I think this is true and I am still concerned by it. Where this is not true is that there is not a huge amount of data published using all of these ontologies as I perhaps envisaged in 2007. But I still maintain that when more is published, the mapping problem will be difficult. Having said all of that, I am also unconvinced that building one ontology for each domain by attempting to get all communities to agree to every definition of every biological concept is the answer either. I've seen ontologies grind to a halt over analysis-paralysis over the last five years and this is also not the way to go. Sacrificing one critical problem for another is not a good solution.

Agent technology will help in our mappings and in the way we discover data.
Pretty much didn't happen - in bioinformatics anyway. But I think this was because I was overly-optimistic about how much of the infrastructure would exist in this semantic web world. It is worth though that Google's agents (web crawlers) do use rich snippets tags which includes an RDFa version about products on web pages to help populate the 'shopping' search you see. So I was a bit off the mark but not completely.

That biological triples would be championed by all.
I think this has definitely been wrong up until very recently and in some ways I am guilty of being sucked in by the hype - by the promise that integrating all of our RDF data would bring. This year though, the EBI has started an RDF Frontier group to trial this work. You can see the work Simon and I have be doing at our FGPT Atlas RDF page to see how this is progressing - well so far I'd say. I was a bit premature on this prediction. Which leads me on nicely to...

October 2012 - My future ontology predictions for the next five years


The number of reference ontologies will level off (and some will disappear) and natural 'winner' will emerge.
I make a deliberate distinction here by saying 'reference' ontologies as I think the number of ontologies put together for applications will likely increase but they are unlikely to be considered as references for a domain. I think funding for building these reference ontologies will fall and some may even become moribund sadly. But a lot of the important ones will live on and continue to develop. The natural winners - ontologies that become the de facto choice for a domain will emerge. We will need to find ways of using these ontologies that does not necessitate building a whole new reference ontology.
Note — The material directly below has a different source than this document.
Issue #1077, opened 2016-07-19
Hide firmware update menu item if RC device is connected over wifi


ryandoherty:

ddimensia:
Seems like the best way to do this might be to add a method to the RcpApi class that determines if a feature is supported.  In this case the feature would be firmware update.  The RcpApi could either defer that to the comms object or return a value based on the type of the comms object.  This would also mean the current FIRMWARE_UPDATABLE property in configview.py should probably be removed in preference of the new RcpApi method.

Upper ontologies will play a less important role in the community.
Some might say 'about time' but I do think they've had a role to play and have helped with some things even if the approach of those involved has been, shall we say, less than endearing. But I think their domination in every discussion about whether an ontology is 'good' and how an ontology fits into an upper ontology will decline in favour of focusing on how we can use the ontologies to describe our data and do biology.

Use of ontologies and semantic web technologies in Bioinformatics will become ubiquitous.
This is ambitious but I think it should and will happen. I'm convinced, even from some of the early prototyping work we've been doing, there is enough data out there now that warrant applications for biologists to use.

Publishers will curate literature using ontologies and make the API to these annotations public.
I think the great work that happens already in GoPubMed should happen for more ontologies and for more publishers. It's just great. For more on this I refer you to Phil Lord who wages a one-man war for more semantics in publications (amongst other improvements in the industry).

Google will endorse the semantic web.
Or they will at least admit that it's useful. They already use semantics this with rich snippets. I'd like to see them support this area of web science and I think they, eventually, will. If they outwardly endorsed this, then who knows, certainly I think more people would use semantics when publishing their data on the web.

I'd love to hear more from those in the community who are willing to stick a stake in the ground.